In some embodiments of the present invention, the thermally conductive material 502 may be electrically conductive. For example, the thermally conductive material 502 may be silver (Ag) with thermal conductivity of 429 W/mk, copper (Cu) with thermal conductivity of 401 W/mk, gold (Au) with thermal conductivity of 317 W/mk, or aluminum (Al) with thermal conductivity of 237 W/mk. Hence, the heat dissipation component 306 may be electrically non-conductive to protect the functional die 304 from being unexpectedly shorted due to the thermally conductive material 502 that is electrically conductive (that is, the heat dissipation component 106 includes an electrically insulating material, and the thermally conductive material 108 includes an electrically conductive material).
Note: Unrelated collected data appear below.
PR #7076, opened 2026-08-26
feat(mdim): search field in dropdown menus

marcelgerber:
> _Written by Claude Fable 5 — @marcelgerber at the wheel._

Stacked on #7073. Implements the search field in mdim dropdown menus from the [Explorers-to-MDims designs](https://www.figma.com/design/FM9GL3twDj7pRxyAaeM67s/Explorers-to-MDims?node-id=275-2231): dropdowns with **more than ten choices** get a fuzzy search field at the top of their menu. The searchable dropdown is a new `presentation.type` value, `"dropdown-with-search"` — the heuristic picks it automatically for >10 choices, and authors can force either dropdown variant by setting the type explicitly (the ETL schema follow-up should include the new enum value). When the search shows, it replaces the menu's name/description header.

- Matching uses `FuzzySearch` over both choice names **and their group names**, so searching for a group shows all of its choices; sections without matches are hidden, and an empty state shows when nothing matches.
- The field autofocuses when the menu opens — except on touch devices (`TOUCH_DEVICE_MEDIA_QUERY`), where the virtual keyboard would cover the menu.

Searching for the group name "Aggregates" on `energy-mix`:

- **Config**: `DimensionPresentationType` gains `"dropdown-with-search"`; the heuristic in `resolveDimensionPresentationType` (`packages/@ourworldindata/utils/src/MultiDimDataPageConfig.ts`) resolves omitted types to radio (≤2 ungrouped choices) → dropdown-with-search (>10 choices) → dropdown, and an explicit `presentation.type` always wins. It still resolves against the dimension's full choice list (in `MultiDimControls`), so the control doesn't flip as other selections change. Unit tests in `MultiDimDataPageConfig.test.ts`.
- **UI**: react-aria `Autocomplete` wrapping a `SearchField` + the existing `ListBox` inside the Select popover — this wires up virtual focus, so arrow keys move through the filtered list while typing and Enter selects. Styled per the Figma search variant (32px, gray-20 border, magnifying-glass icon, 14px text, 4px insets; webkit's built-in clear button is hidden).
- **Filtering**: `Autocomplete`'s `filter` is called per menu item, so the fuzzy results (`FuzzySearch.withKeyArray` keyed on name + group, deduped by slug) are cached per query in a ref.
- **Verified locally**: `vaccination-coverage-who-unicef` antigen dropdown (15 choices) — search shown, header hidden, autofocused, "polio" filters 15 → 3; its metric dropdown (3 choices) — no search, header kept; `energy-mix` — "aggregat" matches the group and shows all its choices with the other section hidden; touch emulation — search present but not focused.

</details>


packages/@ourworldindata/utils/src/MultiDimDataPageConfig.ts
```diff
@@ -262,7 +263,8 @@ export function resolveDimensionPresentationType(
 ): DimensionPresentationType {
     if (dimension.presentation?.type) return dimension.presentation.type
     const hasGroups = dimension.choices.some((choice) => choice.group)
-    return dimension.choices.length <= 2 && !hasGroups ? "radio" : "dropdown"
+    if (dimension.choices.length <= 2 && !hasGroups) return "radio"
+    return dimension.choices.length > 10 ? "dropdown-with-search" : "dropdown"
```
marcelgerber: This heuristic here can go wrong:
For example, for the [Covid explorer](http://staging-site-mdim-dropdown-search/admin/grapher/covid%2Flatest%2Fcovid%23covid_explorer?metric=xm&interval=cum&relative=relative)'s Interval, it shows a search bar even though in all cases there's only a few choices available - but there are 11 overall, distinct choices.

Probably fine, since this can easily be overridden using the `presentation.type` prop.

I've since raised the threshold value up to 20, and that should alleviate this issue to a good degree. In any case, it's very easy to provide an explicit value here if the heuristic ever goes wrong.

For example, the heat dissipation component 306 may be a dummy silicon die, where the material of the dummy silicon die is silicon (Si) with thermal conductivity of 141 W/mk, and the dummy silicon die has no active circuits such as transistor-based circuits.

Regarding the FC based semiconductor package structure 500 shown in FIG. 5, the thermally conductive material 502 is encapsulated by the molding compound 508, without being exposed to an external environment from the molding compound 508. Specifically, a top surface 501 of the thermally conductive material 502 is fully covered by the molding compound 508 and each side wall of the thermally conductive material 502, as seen in each cross-sectional view, is fully covered by the molding compound 508, although only one cross-sectional view is illustrated in FIG. 5, and all of functional die 304, heat dissipation component (e.g., dummy silicon die) 306, and thermally conductive material 502 are sealed by the molding compound 508.

FIG. 6 is a section view of a fourth FC based semiconductor package structure according to an embodiment of the present invention. The major difference between the FC based semiconductor package structures 500 and 600 is that the thermally conductive material 602 (e.g., Ag, Cu, Au, Al, or other material with thermal conductivity higher than that of Si) is partially encapsulated by the molding compound 608, and is exposed to an external environment from the molding compound 608. Specifically, the functional die 304 and the heat dissipation component (e.g., dummy silicon die) 306 are encapsulated by the molding compound 608; and a top surface 601 of the thermally conductive material 602 is not covered by the molding compound 608. Since the thermally conductive material 602 is exposed to the external environment from the molding compound 608, the FC based semiconductor package structure 600 has better heat dissipation performance than the FC based semiconductor package structure 500.

Those skilled in the art will readily observe that numerous modifications and alterations of the device and method may be made while retaining the teachings of the invention. Accordingly, the above disclosure should be construed as limited only by the metes and bounds of the appended claims.